Where the records hold the string "caused", show the whole line it sits on.

RECORDS FOR THIS EXERCISE:
***

PR #5264, opened 2021-03-10
Fix skimage.measure.label segfault

### LINKED ISSUE #5260: label() segfault with arrays of shape (n,0,m) on linux + anaconda
## Description

Hello!

I know this is a very weirdly shaped array to be labeling, but it was unintentional :~)

I haven't seen any similar issues, but sorry if this is a duplicate. #1479 seems similar but the code there runs without problems for me.

Also checked on windows and it doesn't happen there btw. Also, I'm using anaconda..

## Way to reproduce
```python
import numpy as np
from skimage.measure import label

a = np.zeros((300,300,300))
a = a[:,0:0,:]

label(a)
```

## Version information
```python
3.8.5 (default, Sep  4 2020, 07:30:14) 
[GCC 7.3.0]
Linux-5.8.0-44-generic-x86_64-with-glibc2.10
scikit-image version: 0.17.2
numpy version: 1.19.2
```

```python
# your output here
Segmentation fault (core dumped)
```

rfezzani:
## Description

Fixes #5260.

## Checklist

  existing benchmark
- Unit tests

## For reviewers

  later.

### DIFF
--- a/skimage/measure/_ccomp.pyx
+++ b/skimage/measure/_ccomp.pyx
@@ -281,7 +281,7 @@ def _get_swaps(shp):
     swaps = []
 
     # Dimensions where the array is "flat"
-    ones = np.where(shp == 1)[0][::-1]
+    ones = np.where(shp <= 1)[0][::-1]
     # The other dimensions
     bigs = np.where(shp > 1)[0]
     # We now go from opposite directions and swap axes if an index of a flat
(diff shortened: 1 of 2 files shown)


jni (approved):
Thanks @rfezzani! My initial instinct was to aim for putting the check in the Python function, but that still would leave us open to segfaults e.g. if someone internally used the Cython for some other reason. So, this is strictly better I reckon. :+1:

jni:
The optional deps test failure is from a new dask release and not related to this PR.

grlee77 (approved):

grlee77:
Thanks for the quick fix, @rfezzani

PR #5265, opened 2021-03-10
Deprecate input kwarg in label

rfezzani:
## Description

Related to #4152.

## Checklist

  existing benchmark
- Unit tests

## For reviewers

  later.

### DIFF
--- a/skimage/measure/_label.py
+++ b/skimage/measure/_label.py
@@ -30,8 +30,8 @@ def _label_bool(image, background=None, return_num=False, connectivity=None):
         return result[0]
 
 
-@deprecate_kwarg({"input": "image"}, removed_version="1.0")
-def label(image, background=None, return_num=False, connectivity=None):
+@deprecate_kwarg({"input": "label_image"}, removed_version="1.0")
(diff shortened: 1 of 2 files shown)


skimage/measure/_label.py
```diff
@@ -29,7 +30,8 @@ def _label_bool(image, background=None, return_num=False, connectivity=None):
         return result[0]
 
 
-def label(input, background=None, return_num=False, connectivity=None):
+@deprecate_kwarg({"input": "image"}, removed_version="1.0")
+def label(image, background=None, return_num=False, connectivity=None):
```
jni, line 34: I think this is actually a `label_image`... =)

jni (approved):
@rfezzani good move in general but I think the terminology we settled on is `label_image` for this kind of image. =) Could you update the PR for that? Other than that :+1: from me.

skimage/measure/_label.py
rfezzani: Done, Thank you @jni :wink:

grlee77 (approved):

PR #5271, opened 2021-03-14
Watershed: consider connectivity when calculating markers.

### LINKED ISSUE #5084: Question: Why is default structuring element of 1-connectivity used by ndimage.label for getting the default markers(labeled local minima) for watershed segmentation?
## Description

In the implemented watershed.py segmentation, one can pass a connectivity argument, when `local_minima` is called by watershed (when `markers=none`) it passes the same connectivity value onto the local minima function, this generates the `markers_bool`, which then is used by `ndimage.label()` to generate the labeled markers. `ndimage.label` can take a structure argument and it defaults to 1-connectivity structure if none are given. IMO it is more intuitive to have `ndimage.label` also use the same connectivity which is passed by the user to the watershed function instead of always using the default 1-connectivity.
Below is the line in the source I am referring to:
https://github.com/scikit-image/scikit-image/blob/663e9e4b0f2ba88249bfef45bc65700555a3f24b/skimage/segmentation/_watershed.py#L76

Instead of the above would it not be better to have?
```python
if connectivity==2:
   markers = ndi.label(markers_bool,
                       structure = [[1,1,1],
                                   [1,1,1],
                                   [1,1,1]])[0]
```

divyank0:
## Description

here, we pass the user supplied parameter connectivity to ndi.label function instead of using default parameter value. 
Changes also include the test case to cover the difference that may arise due to the change in code. 

closes #5084 

## For reviewers

  later.

### DIFF
--- a/skimage/segmentation/_watershed.py
+++ b/skimage/segmentation/_watershed.py
@@ -73,7 +73,8 @@ def _validate_inputs(image, markers, mask, connectivity):
             raise ValueError(message)
     if markers is None:
         markers_bool = local_minima(image, connectivity=connectivity) * mask
-        markers = ndi.label(markers_bool)[0]
+        footprint = ndi.generate_binary_structure(markers_bool.ndim, connectivity)
+        markers = ndi.label(markers_bool, structure=footprint)[0]
     elif not isinstance(markers, (np.ndarray, list, tuple)):
         # not array-like, assume int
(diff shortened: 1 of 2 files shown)


rfezzani (approved):
Thank you for this contribution @divyank0, very clean! :wink:

jni (approved):
Perfect! 🎉 Thanks @divyank0!

PR #5276, opened 2021-03-18
Add data files for new illuminants.

mkcor:
## Description

Following up with #5234 -- only adding the new data here. 

## Checklist

  existing benchmark
- Unit tests

## For reviewers

  later.


mkcor:
The current test fail is not specific to this PR.

@hmaarrfk @BierretA I have manually cherry-picked the new (non-duplicate) data files from #5234.

mkcor:
@hmaarrfk please review/approve ;)

hmaarrfk (approved):
It seems that adding the files to the registry itself causes test to fail.

I noticed that the azure pipelines all build off the build wheels.

They will fail without a pull request like this.

hmaarrfk:
I'm kinda ok with this, but I think that merging https://github.com/scikit-image/scikit-image/pull/5283 would have caused fewer failures.

I can't really inspect the azure failures, but in either case, it is clear that the build system has stopped that PR from going through.

I would be ok just merging the main PR as is.

mkcor:
> It seems that adding the files to the registry itself causes test to fail.

Yes, because the files don't live in `main` yet! So, if we merge this PR first, then we can go on with the data registry update (via a PR which will pass CI).

mkcor:
> I'm kinda ok with this, but I think that merging #5283 would have caused fewer failures.

@hmaarrfk "would cause" :wink: Let's fix the CI script first, of course!

mkcor:
Let's move forward with this, now that #5283 is merged! /cc @grlee77 @jni

PR #5280, opened 2021-03-20
Fix dtype info in documentation for watershed.

### LINKED ISSUE #5278: Error in documentation for watershed
The [documentation for watershed](https://scikit-image.org/docs/dev/api/skimage.segmentation.html#skimage.segmentation.watershed) says

> image : ndarray (2-D, 3-D, …) of integers
> Data array where the lowest value points are labeled first.

But when I look into the code and the [official example](https://scikit-image.org/docs/dev/auto_examples/segmentation/plot_watershed.html), it seems that watershed is actually dealing with float arrays, not integer arrays. I think this might be a mistake in the documentation. If not, please explain how so. If so, I would be happy if someone - who knows how - could correct the documentation.

mkcor:
## Description

Fixes #5278

## Checklist

  existing benchmark
- Unit tests

## For reviewers

  later.

### DIFF
--- a/skimage/segmentation/_watershed.py
+++ b/skimage/segmentation/_watershed.py
@@ -98,7 +98,7 @@ def watershed(image, markers=None, connectivity=1, offset=None, mask=None,
 
     Parameters
     ----------
-    image : ndarray (2-D, 3-D, ...) of integers
+    image : ndarray (2-D, 3-D, ...)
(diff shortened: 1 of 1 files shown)


grlee77 (approved):
Looks good, thanks @mkcor (and @Make42!)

***

THE COMPLETED TASK:
I'm kinda ok with this, but I think that merging https://github.com/scikit-image/scikit-image/pull/5283 would have caused fewer failures.
> I'm kinda ok with this, but I think that merging #5283 would have caused fewer failures.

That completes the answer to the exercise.